Japanese Markets: Be Proactive About Compliance
July 4th, 2016
Recently, I travelled to Japan to support our local team, and saw a clear appetite for news of developments in the European Union as well as interest in the latest surveillance technology.
Another key trend I noticed was that Market Abuse concerns seem to be fairly low key compared to what I had seen in other countries. In Japan, the Securities and Exchange Surveillance Commission (SESC) conducts market surveillance and investigates market misconduct and securities fraud. However, to date, disciplinary actions or criminal charges levelled by this regulator have not matched that of the EU or the US. Arguably, this might generate a certain message to its markets and financial institutions.
In this environment several attitudes can flourish:
- Compliance teams find it hard to gain support from leadership for extensive surveillance;
- Some financial institutions may continue with a “tick the box” or do only what is the letter of the law; and
- Financial crime could flourish undetected until an external event triggers a deep review e.g. LIBOR (illustrated by multi-million USD fines against a Japanese investment banking subsidiary).
“Financial instruments firms” in Japan can’t rely on reactive responses to market manipulation concerns or internal surveillance alerts. To enable true risk-based surveillance, a firm’s compliance program should apply surveillance based on a “heat map” analysis of trader and trading risks. This requires an evolving understanding of risk born from a deep understanding of both foreign and domestic regulations. Compliance surveillance should look forward to innovation and the ability to access “big data” if they are to proactively discover collusion or potential collusion as well as patterns of abuse.
As with US, EMEA or APAC, any regulator or investigating body often has the benefit of hindsight. This is a key message for all Japanese financial instruments firms.

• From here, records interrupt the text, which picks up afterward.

PR #959, opened 2021-07-05
Support nested Dialogs & Drawers

michaeltaranto:


lib/components/private/Modal/Modal.css.ts
```diff
@@ -4,6 +4,14 @@ import { externalGutter } from './ModalExternalGutter';
 import { TextBreakpoint } from '../../../themes/tokenType';
 import { responsiveStyle } from '../../../css/responsiveStyle';
 import { vars } from '../../../themes/vars.css';
+import { atoms } from '../../../css/atoms/atoms';
+
+export const fixedStackingContext = atoms({
```
markdalgleish, line 9: Ooh, this is a great use case for `atoms` 👏

PR #977, opened 2021-08-06
Add TooltipRenderer snippet

jackhurley23:
Since TooltipRenderer is hard to write by hand it would be useful to have a Snippet in playroom


markdalgleish (approved):

markdalgleish:
Thank you! 🙏

PR #984, opened 2021-08-17
 Update to sku 11

mattcompiles:


.eslintignore
```diff
@@ -1,8 +1,9 @@
+site/dist/playroom/
+
```
michaeltaranto, line 2: Unnecessary given `site/dist` below.

.gitignore
```diff
@@ -7,6 +7,7 @@ package-lock.json
 .idea/
 componentDocs.json
 lib/components/icons/*/*Svg.tsx
+site/dist/playroom/
```
michaeltaranto, line 10: As above

.prettierignore
```diff
@@ -4,8 +4,8 @@ coverage/
 dist-storybook/
 report/
 site/dist/
-site/dist/playroom/
 # end managed by sku
 CHANGELOG.md
 .changeset/*.md
 componentUpdates.json
+site/dist/playroom/
```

Do not leave it to the last-minute to implement effective surveillance. Fines, investigations, whistleblowing, sanctions, reputational damage have become “the new normal”. Compliance must embrace proactive best practices and avoid being reactive to regulators or market trends.
Firms should also adopt a flexible approach to compliance technology that covers both their current and future legal and regulatory needs across the three lines of defence. An effective, well-calibrated surveillance system that is used by trained and competent staff, covering all asset classes and instruments traded (both traded on and off a venue) will be important to meet regulatory expectations.
Back in 2015, the Japan Exchange Regulation (JPX-R) announced that it would “establish an International Surveillance Office (ISO) as a specialised unit to conduct market surveillance of cross-border transactions.” The JPX-R also said that its ISO would also study regulations and trends outside Japan regarding unfair trading.
Coupled with this direction and with so many orders coming from abroad, Japanese financial institutions need to be aware that there will be increased co-operation between local and global regulators to address market abuse concerns.
The ultimate message is this: be proactive and don’t wait for the regulator to focus on your market sector. The impact could be too great not be taken seriously.